=== Task description ===
Say how many of the lines below hold "jordanvn", writing the number and nothing more.

- - -

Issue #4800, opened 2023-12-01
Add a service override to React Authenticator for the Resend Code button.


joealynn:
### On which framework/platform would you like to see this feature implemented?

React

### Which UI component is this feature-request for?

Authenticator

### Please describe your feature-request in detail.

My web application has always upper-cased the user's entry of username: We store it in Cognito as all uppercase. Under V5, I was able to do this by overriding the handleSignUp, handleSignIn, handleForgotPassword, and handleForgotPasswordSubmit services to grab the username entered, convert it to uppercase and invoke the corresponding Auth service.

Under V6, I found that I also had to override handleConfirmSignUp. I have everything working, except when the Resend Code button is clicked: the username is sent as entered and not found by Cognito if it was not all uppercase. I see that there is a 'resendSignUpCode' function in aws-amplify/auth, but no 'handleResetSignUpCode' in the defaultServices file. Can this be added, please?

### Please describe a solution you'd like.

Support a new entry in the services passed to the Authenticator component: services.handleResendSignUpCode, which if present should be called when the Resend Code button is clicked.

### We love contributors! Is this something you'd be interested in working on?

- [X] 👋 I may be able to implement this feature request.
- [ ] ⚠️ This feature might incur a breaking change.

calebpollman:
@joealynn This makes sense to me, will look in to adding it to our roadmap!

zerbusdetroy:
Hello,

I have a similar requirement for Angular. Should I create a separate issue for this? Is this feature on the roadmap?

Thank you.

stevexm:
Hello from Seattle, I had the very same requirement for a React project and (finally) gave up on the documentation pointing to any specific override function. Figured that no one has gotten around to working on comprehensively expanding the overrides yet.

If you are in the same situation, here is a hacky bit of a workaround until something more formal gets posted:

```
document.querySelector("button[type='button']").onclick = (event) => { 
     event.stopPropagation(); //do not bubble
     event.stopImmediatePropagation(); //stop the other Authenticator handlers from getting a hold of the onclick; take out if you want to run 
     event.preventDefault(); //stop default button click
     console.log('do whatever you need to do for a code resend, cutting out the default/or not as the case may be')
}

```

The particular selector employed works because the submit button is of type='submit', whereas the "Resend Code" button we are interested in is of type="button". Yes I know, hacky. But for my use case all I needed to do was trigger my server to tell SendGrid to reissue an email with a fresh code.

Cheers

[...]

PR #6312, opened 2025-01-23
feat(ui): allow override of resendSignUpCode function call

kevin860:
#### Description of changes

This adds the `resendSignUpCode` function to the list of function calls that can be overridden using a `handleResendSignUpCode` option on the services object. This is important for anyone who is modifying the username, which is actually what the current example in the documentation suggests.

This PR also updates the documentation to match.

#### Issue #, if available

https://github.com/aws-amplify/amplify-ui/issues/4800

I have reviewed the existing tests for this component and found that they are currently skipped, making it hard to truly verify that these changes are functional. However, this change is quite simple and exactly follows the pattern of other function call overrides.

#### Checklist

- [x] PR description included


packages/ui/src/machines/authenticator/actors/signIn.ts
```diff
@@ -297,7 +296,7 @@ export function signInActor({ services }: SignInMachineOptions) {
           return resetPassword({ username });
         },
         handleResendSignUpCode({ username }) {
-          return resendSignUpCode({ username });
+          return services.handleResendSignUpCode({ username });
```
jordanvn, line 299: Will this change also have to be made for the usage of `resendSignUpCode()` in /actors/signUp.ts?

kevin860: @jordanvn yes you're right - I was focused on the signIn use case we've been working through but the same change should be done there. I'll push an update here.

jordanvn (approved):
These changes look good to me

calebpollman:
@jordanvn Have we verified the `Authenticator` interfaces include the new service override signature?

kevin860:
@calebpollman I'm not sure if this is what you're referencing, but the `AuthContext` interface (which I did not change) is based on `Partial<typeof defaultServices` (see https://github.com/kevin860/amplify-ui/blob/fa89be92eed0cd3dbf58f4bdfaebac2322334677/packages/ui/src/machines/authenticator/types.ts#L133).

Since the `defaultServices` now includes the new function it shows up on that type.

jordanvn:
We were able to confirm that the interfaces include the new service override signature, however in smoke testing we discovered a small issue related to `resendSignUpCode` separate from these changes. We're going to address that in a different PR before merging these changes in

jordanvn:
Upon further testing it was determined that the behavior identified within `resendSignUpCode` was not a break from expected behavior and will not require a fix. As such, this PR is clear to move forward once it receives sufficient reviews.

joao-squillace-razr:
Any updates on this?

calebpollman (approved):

- - -

=== Finished task ===
6